Nick asks Jaclyn if he can have her date card since she doesn't have anyone and he wants to go on a date with Samantha. Jaclyn, holding a grudge against him for eliminating her on Bachelor Pad and preventing her from winning $250,000, makes him roll around in the sand and embarrass himself to get the date card.

Nick's Date: Nick asked Samantha on a date and ate with a chef named Josefina Santacruz. They have a good conversation and kiss.

Jared breaks up with Ashley and goes home, which leaves her with no one else she's interested in. She later leaves at the cocktail party.

Rose Ceremony: Kirk gives his rose to Carly, Tanner gives his rose to Jade, Nick gives his rose to Samantha, Joshua gives his rose to Tenley, and Justin gives his rose to Cassandra. Dan decides not to give out his rose and leave since there was no one he was interested in. Mikey offers Mackenzie a rose but she says no and departs. Mikey then leaves as well. Jaclyn, Ashley S., Chelsie, and Amber are eliminated.

Chris Harrison tells the couples that they need to start thinking of whether they can stay together back home and that they will each be getting a 1-1 date that will lead to a fantasy suite. Before the dates begin, Kirk breaks up with Carly and everyone gets angry at him.

Justin and Cassandra have a good date but Cassandra decides she doesn't want to stay in the fantasy suite because it's too early. Nick and Samantha also have a good date and go to the fantasy suite. During Tenley's date with Joshua, she tells him she isn't sure if they can have a relationship outside of Paradise. Tanner and Jade have a great date and Tanner tells Jade he loves her, and she says it back to him.

Rose Ceremony: Justin and Cassandra exchange roses and leave Paradise together as a couple. Nick and Samantha do the same. Tenley breaks up with Joshua, saying she thinks they can't work out due to the long distance. Tanner proposes to Jade, and she happily accepts.
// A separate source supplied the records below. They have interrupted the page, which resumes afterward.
PR #621, opened 2022-07-07
chore: better store name for env spec

AsadJeewa:
## What?
Rename store environment spec
## Why?
For the variable to depict what it stores, readibility
## How?
Rename store environment spec
## Extra
Integration tests pass, examples still run


RuanJohn (approved):
:+1:

mmorris44 (approved):
Thank you for this @AsadJeewa! New name makes much more sense to me. Ran the jax tests and example: everything seems to be working fine.

PR #624, opened 2022-07-11
test: parameter client unit test 

### LINKED ISSUE #527: [TEST] Jax Parameter Client
### What do you want to test?
Jax paramater client components

### Outline of test structure
* Unit tests
* Test components and hooks

### Definition of done

RuanJohn:
## What?
Unit tests for Jax parameter client component. 
## Why?
Ongoing work to increase testing code coverage for Jax Mava redesign. 
## Extra
closes #527


tests/jax/components/building/parameter_client_test.py
```diff
@@ -0,0 +1,238 @@
...
+# limitations under the License.
+
+"""Unit tests for parameter client components"""
+
+from types import SimpleNamespace
+
+import pytest
+
+from mava.components.jax.building.parameter_client import (
+    ExecutorParameterClient,
```
OmaymaMahjoub, line 23: Missing `BaseParameterClient` test

tests/jax/components/building/parameter_client_test.py
```diff
@@ -0,0 +1,238 @@
...
+    """
+
+    mock_builder = mock_builder_with_parameter_client
+    mock_builder.store.is_evaluator = False
+    exec_param_client = ExecutorParameterClient(
+        config=ExecutorParameterClientConfig(executor_parameter_update_period=100)
+    )
+    exec_param_client.on_building_executor_parameter_client(builder=mock_builder)
+
+    assert hasattr(mock_builder.store, "executor_parameter_client")
```
OmaymaMahjoub, line 74: I think this is unnecessary since in the next lines you  verify that `mock_builder.store.executor_parameter_client...` exists

tests/jax/components/building/parameter_client_test.py
```diff
@@ -0,0 +1,238 @@
...
+    assert mock_builder.store.executor_parameter_client._get_keys == [
```
OmaymaMahjoub, line 75: I don't know if this necessary but there are some missing verifications like: 
`mock_builder.store.executor_parameter_client._all_keys`
`mock_builder.store.executor_parameter_client._client`... (Check this file mava/systems/jax/parameter_client.py)

OmaymaMahjoub (changes requested):
Looks good to me, just small changes!

tests/jax/components/building/parameter_client_test.py
RuanJohn: Good catch! I initially thought they were not too important but it makes sense to include them.

tests/jax/components/building/parameter_client_test.py
RuanJohn: I initially left it out since it is only there to create count parameters, but I have now included an extra mock class and test case for it. Better to test than to not test.

tests/jax/components/building/parameter_client_test.py
OmaymaMahjoub: Sounds great at least the ones that are included as parameter when it initiate an instance from the class like ._all_keys... 🙌

OmaymaMahjoub (approved):
Looks good to me! Thank you @RuanJohn

tests/jax/components/building/parameter_client_test.py
```diff
@@ -0,0 +1,315 @@
...
+        "networks-network_agent_0",
+        "networks-network_agent_1",
+        "networks-network_agent_2",
+        "trainer_steps",
+        "trainer_walltime",
+        "evaluator_steps",
+        "evaluator_episodes",
+        "executor_episodes",
+        "executor_steps",
+    ]
```
sash-a, line 137: I think it might be a bit better to do:

```
expected_keys = set([
        "evaluator_episodes",
        "evaluator_steps",
        "executor_episodes",
        "executor_steps",
        "networks-network_agent_0",
        "networks-network_agent_1",
        "networks-network_agent_2",
        "trainer_steps",
        "trainer_walltime",
    ]
)

assert all([key in expected_keys for key in mock_builder.store.executor_parameter_client._all_keys])
assert all([key in expected_keys for key in mock_builder.store.executor_parameter_client._get_keys])
```

Unless I'm missing something but it seems like `get_keys` and `all_keys` are the same, but in a different order. So this should do the same, but it's a bit shorter and order agnostic.

tests/jax/components/building/parameter_client_test.py
```diff
@@ -0,0 +1,315 @@
...
+    mock_builder = mock_builder_with_parameter_client
+    mock_builder.store.is_evaluator = True
+    exec_param_client = ExecutorParameterClient(
+        config=ExecutorParameterClientConfig(executor_parameter_update_period=100)
+    )
+    exec_param_client.on_building_executor_parameter_client(builder=mock_builder)
+
+    assert hasattr(mock_builder.store, "executor_parameter_client")
+
+    assert mock_builder.store.executor_parameter_client._all_keys == [
```
sash-a, line 180: Everything below seems the same as above test. Do you need to retest it? I would imagine you're testing the same code, could you just remove it? If I'm wrong and it's different code generating the same data then feel free to ignore this

sash-a (changes requested):
I think you could clean this up a lot if you just had one big method that tests some kind of parameter client ie `def check_parameter_client(parameter_client):`. Where you put all the asserts that you are repeating in three of the test cases. And then you can pass into this function either `mock_builder.store.executor_parameter_client` or `mock_builder.store.trainer_parameter_client` and it should do all the asserts.

But otherwise than this it looks good! :rocket:

tests/jax/components/building/parameter_client_test.py
RuanJohn: Totally agree. This definitely cleans things up really well. I've done this for all test cases.

tests/jax/components/building/parameter_client_test.py
RuanJohn: It is indeed different (although slightly) since the below case is for an executor to be used for evaluation and the above was for a 'vanilla' executor.

RuanJohn:
> I think you could clean this up a lot if you just had one big method that tests some kind of parameter client ie `def check_parameter_client(parameter_client):`. Where you put all the asserts that you are repeating in three of the test cases. And then you can pass into this function either `mock_builder.store.executor_parameter_client` or `mock_builder.store.trainer_parameter_client` and it should do all the asserts.
> 
> But otherwise than this it looks good! rocket

Thanks for the feedback! You are right there are quite a few repeated asserts throughout the tests, but I think it still makes more sense to keep all the cases separate. There are 3 cases for the `ExecutorParameterClient` (executor with parameter client passed in, evaluator with a parameter client passed in and a case where no parameter client is passed in through the builder store) and there are 2 for the `TrainerParameterClient` (with and without a parameter client passed in through the builder store). 

It seems to me that having a big method would require multiple fixtures or multiple set ups inside the method which would add a bunch of code. If there is a cleaner way please let me know? Happy to change things :)

sash-a:
> > I think you could clean this up a lot if you just had one big method that tests some kind of parameter client ie `def check_parameter_client(parameter_client):`. Where you put all the asserts that you are repeating in three of the test cases. And then you can pass into this function either `mock_builder.store.executor_parameter_client` or `mock_builder.store.trainer_parameter_client` and it should do all the asserts.
> > But otherwise than this it looks good! rocket
> 
> Thanks for the feedback! You are right there are quite a few repeated asserts throughout the tests, but I think it still makes more sense to keep all the cases separate. There are 3 cases for the `ExecutorParameterClient` (executor with parameter client passed in, evaluator with a parameter client passed in and a case where no parameter client is passed in through the builder store) and there are 2 for the `TrainerParameterClient` (with and without a parameter client passed in through the builder store).
> 
> It seems to me that having a big method would require multiple fixtures or multiple set ups inside the method which would add a bunch of code. If there is a cleaner way please let me know? Happy to change 

I think the change you made with extracting the expected variables has cleaned this up a whole lot. I'm happy to keep it the way it is :rocket:

sash-a (approved):
:1st_place_medal:

OmaymaMahjoub (approved):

During the end credits it is revealed that JJ failed to win back the girl he left Paradise for and is available on Tindr. Ashley I. is still obsessed with Jared, while Jared is still obsessed with Kaitlyn. Clare is still talking to animals, Joe is still single and unhappy, and Kirk is enrolled in the witness protection program. Tanner and Jade are planning a wedding in Mexico next summer. During the after show we learn that Cassandra and Justin broke up and she began dating Jonathan, who was also on this season of Bachelor in Paradise, while Tanner and Jade are still happily together.

==Post Show==
Cassandra and Justin broke up before the show finished airing.

Samantha and Nick broke up in October 2015.

Jade and Tanner were married on January 24, 2016. Jade and Tanner have three children together, Emerson Avery (born August 17, 2017), Brooks Easton (born July 29, 2019), and Reed Harrison (born November 14, 2020).

Jared and Ashley finally became a couple in 2018. They got engaged in June of that year. Ashley and Jared were married on August 11, 2019. Ashley and Jared have one son together, Dawson Dimitri Brady (born January 31, 2022).